For our fifth ITAP lecture, Research and The design Process were our primary subjects of interest. These include five key principles of which I will choose two and expand using examples of both my and other artists work.

Legibility, is what makes a particular thing stand out or not in any visual communication. It can be a very useful tool if the communicator wishes to enhance something in his work or disguise a subtlety. However, misuse can lead to disorientation for the viewer or missing the point all together.

I decided to illustrate this principle in photography by expressing the background-subject relationship in monochrome portraits.

Image 2

Image 1

The background should be an important part of any portrait because it can enhance of hide different characteristics of the subject. A dark background will direct attention to the subject and it`s light areas such as the skin. This can be useful if, for instance, one wishes to emphasize certain facial aspects but leave out things like clothing of hair. As seen in Image 1, dark or dark gray background tends to decrease contrast and give a smoother, more relaxed appearance.
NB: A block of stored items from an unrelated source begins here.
PR #287, opened 2021-02-25
Add simple benchmark

wz1000:


jneira (approved):
looks great and it already has been useful

PR #288, opened 2021-02-25
Split out parsing into its own module and add a few inline pragmas

wz1000:
This leads to a ~5-10% improvement in allocations/time when measured against
the benchmark added in https://github.com/alanz/lsp/pull/287

Also changed the heterogeneous equality functions to compare methods to handle custom methods.


jneira (approved):
lgtm

PR #289, opened 2021-02-25
Use StrictData for lsp-types

wz1000:
Also added a few strictness annotations and replaced the use of
`Data.Map` with `Data.Map.Strict`

Removed a few depreceated warnings of some fields because it is impossible to
create those records without triggering the warnings.


bubba:
This is interesting, have we ran any benchmarks with this on `ghcide/hls` with strictdata on?

PR #291, opened 2021-02-26
Add some missing Completion-related features

michaelpj:
- `InsertReplaceTextEdit`
    - Needs a new type, I put it in the `Completion` module since it's grouped with those types in the spec.
- `InsertMode`
    - Straightforward enum
- `resolveSupport`
    - It looks like we already have methods for this, we just didn't have the client capability listed.


jneira (approved):
LGTM, many thanks for your recent work here, spec compliance was a little bit abandoned

bubba:
Thanks again!

PR #298, opened 2021-03-05
Fix lsp-test example

michaelpj:
I noticed this was broken doing `cabal build all`.

- Fix compilation of the test.
- Depend on and use `lsp-demo-reactor-server` instead of HLS so it is
actually testable in isolation.
- Teach `lsp-demo-reactor-server` to respond to `TextDocumentSymbol`
(could have changed the example but this was easy enough).
- Ensure that the CI builds and tests it so we won't miss it in future.


wz1000:
Thanks

PR #300, opened 2021-03-06
Organize repository into three top-level folders for the packages

michaelpj:
Implements the suggestions in https://github.com/haskell/lsp/issues/299 and also merges or removes some redundant or repeated files.


bubba (approved):
Thanks, this makes a lot of sense to me. Happy to merge if you are @wz1000

wz1000:
@michaelpj there are a couple of conflicts now

PR #199, opened 2024-08-29
[CI] Refactor the CI to be more modular and user-friendly

phoenixdong:
### Main features
- Only run the latest commit of the user's PR.
- Split unit tests by folder and functional tests by model into different jobs to avoid repeated runs when tests fail.
- Use YAML files to control the content of unit and functional tests.
- Before running the `pytest` command each time, check if the GPU is idle to avoid test failures caused by resource contention.

### How to run all unit tests locally
```bash
tests/scripts/unit_tests/test_all.sh
```

### How to run specific unit tests locally
```bash
tests/scripts/unit_tests/test_subset.sh --backend megatron --subset transformer
```

### How to add unit tests

- **Without adding a new folder:**
  - No modification needed.

- **When adding a new folder:**
  - Modify the `tests/scripts/unit_tests/config.yml` **configuration file**.
    
    **Configuration file structure**

    - **Framework name(megatron/flagscale/...):**
      - **set_environment:** Commands to configure the environment.
      - **coverage:** Directories that require test coverage statistics (the actual path = framework name + directory name).
  
    - **Subset name(models/transformer/...):**
      - **depth:** Specify which levels of tests to run. Default is to run all (`all`), also can be a integer.
      - **ignore:** Specify folders, files, or functions to skip.
      - **type:** Batch test or independent test. Default is batch (`batch`), also can be (`single`).

    **Note:** Default values do not need to be explicitly marked. If a folder uses all default configurations, it can be omitted from the configuration file.
    Here is an example of adding your own testing folder.
    ```
    flagscale:
      subset:
        your_folder:
          type: batch 
          depth: all 
          ignore: pytest_file.py
    ```
    How to run this example
    ```bash
    tests/scripts/unit_tests/test_subset.sh --backend flagscale --subset your_folder
    ```

### In the future, we will add unit testing and functional testing for VLLM


aoyulong (approved):
LGTM

PR #202, opened 2024-09-02
[Model] Update mixtral and llama config

Caozhou1995:
This PR adds mixtral tokenizer type and update llama config.


aoyulong (approved):
LGTM

PR #203, opened 2024-09-02
[Hetero] Fix hang in heterogeneous mode

heavyrain-lzy:
1. Fix hang in the heterogeneous mode, where there are more than one `proecc_meshse` and  the `tp_size` of one of them is `1` and the other is not `1`
2. Fix some other bugs


aoyulong (approved):
LGTM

On the other hand, a bright background will bring contrast to someone dressed in black clothes, such as in Image 2. This will give a strong first impression and attract any viewer to that image, regardless of what it contains. It is similar to black type on white background giving the best possible legibility. This scenario will also hide from the viewer`s sight details of the subject`s face, since the eye is at first attracted by the dark zones, these standing out the most.

Of course, bright background can also be used with a light subject, as in Image 3, to give a more subtle contour. This happens because the eye is easily confused by the slight difference in tone and doesn`t quite realize which is which. contrast is still high because the background tends to lightup the portrait and dark areas are even darker.

Image 3

Another key principle is Visual Hierarchy. It`s a rather straightforward concept, illustrating the order in which a viewer sees different elements of a visual image. This can be useful is the author wishes the public to have a certain understanding of his work.
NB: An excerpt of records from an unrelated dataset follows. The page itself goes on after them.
PR #210, opened 2024-09-10
[BUG or ENHANCEMENT] Update qk_layernorm.

ftgreat:
With current qk_layernorm implement training did not converge. 
One shared qk_layernorm acts on every head, however qk_layernorm should affect all heads.
So just enlarge the shape of qk_layernorm weights, training converges as expected.

image

List some models using qk_layernorm for references:
1. https://github.com/mlfoundations/open_lm/blob/main/open_lm/model.py#L131 used in [DCLM-7B](https://huggingface.co/apple/DCLM-7B)
2. https://github.com/huggingface/transformers/blob/main/src/transformers/models/olmoe/modeling_olmoe.py#L394-L395 used in [OLMoE](https://huggingface.co/allenai/OLMoE-1B-7B-0924)

### DIFF
--- a/megatron/megatron/core/transformer/attention.py
+++ b/megatron/megatron/core/transformer/attention.py
@@ -360,7 +360,7 @@ class SelfAttention(Attention):
         if submodules.q_layernorm is not None:
             self.q_layernorm = build_module(
                 submodules.q_layernorm,
-                hidden_size=self.hidden_size_per_attention_head,
+                hidden_size=self.query_projection_size,
                 config=self.config,
                 eps=self.config.layernorm_epsilon,
             )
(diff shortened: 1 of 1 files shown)


megatron/megatron/core/transformer/attention.py
```diff
@@ -360,7 +360,7 @@ def __init__(
         if submodules.q_layernorm is not None:
             self.q_layernorm = build_module(
                 submodules.q_layernorm,
-                hidden_size=self.hidden_size_per_attention_head,
+                hidden_size=self.query_projection_size,
```
heavyrain-lzy, line 363: Thanks for your contribution.  According to my understanding, the difference between the origin code and your code is as follows:

-  origin code: normalize the every single head individually
-  new code: normalize all the heads together

According to the `input_layernorm`https://github.com/NVIDIA/Megatron-LM/blob/bbecd0812ffc9a90eef472fda91c60eead3f417f/megatron/core/transformer/transformer_layer.py#L111, we should normalize all the heads together. Maybe you can add an issue in `Megatron-LM` to recheck it.
I think you are right.
LGTM.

Henri Cartier-Bresson 1952

For example, French photographer Henri Cartier-Bresson, caught in 1952 an image that fully uses this principle.The picture uses hierarchy of different elements to inform the viewer about the location, the subject and finally the mood.
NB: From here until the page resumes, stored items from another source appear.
PR #246, opened 2024-10-29
[Hetero] Optimize cpu communication

heavyrain-lzy:
1. The p2p in ProcessMesh uses the `nccl` group to communicate.
2. Add an argument to decide whether to use CPU communication.
3. Change `get_last_rank_when_using_pipeline` according to the function in `parallel_state`


aoyulong (approved):
LGTM

PR #300, opened 2024-12-30
Update runner_train.py, “no_shared_fs" should be under the field "runner"

changsci:
“no_shared_fs" should be under the field "runner"

Change
no_shared_fs = config.experiment.get("no_shared_fs", False) 
to 
no_shared_fs = runner_config.get("no_shared_fs", False)


aoyulong:
Thank you for your valuable input! Your contribution is greatly appreciated.

PR #310, opened 2025-01-07
[Core] Support sigmoid router for aux_loss in moe

lxd-cumt:
Support sigmoid router in moe similar to DeepSeek V3
- add a configuration str <moe_router_score_function_type> in TransformerConfig
- support using sigmoid+normalization to compute prob scores

The implementation in this PR, is similar to that in DeepSeek V3, as shown in the figure below. Scores are first calculated using a sigmoid for x, and then the topk function is used to select the k largest scores, finally the k scores are averaged.

Currently, sigmoid router is supported for two load balancing types: auxiliary loss and sequence auxiliary loss.
We will support auxiliary loss free load balancing in the future.

references to: https://github.com/deepseek-ai/DeepSeek-V3/blob/main/DeepSeek_V3.pdf

### DIFF
--- a/megatron/megatron/core/transformer/moe/moe_utils.py
+++ b/megatron/megatron/core/transformer/moe/moe_utils.py
@@ -94,6 +94,17 @@ def sequence_load_balancing_loss_func(
 
     return seq_aux_loss
 
+def score_function(
+    input: torch.Tensor,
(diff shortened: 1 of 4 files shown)


aoyulong (approved):
LGTM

Because in the Occidental part of the world people read from left to right, we see and interpret a photograph in the same way. In this case, the top left corner is occupied by a crossing of lines, immediately drawing attention to this point and easily letting the viewer know that he`s looking at a picture made from the Eiffel Tower (the image being part of the “Apropos de Paris” series), disguised as a visual sign.

The eye then descends along the line until faced with another intersection that reveals the main subject: a couple walking. This gives a somewhat romantic feel to the image, something further accentuated by the wet and contrasty surface that is last seen in the lower part.

When used properly, these two principles can yield dramatic results or sometimes help state the intention of the image. However, care must be taken as they can also distract the viewer or quickly confuse if not used correctly.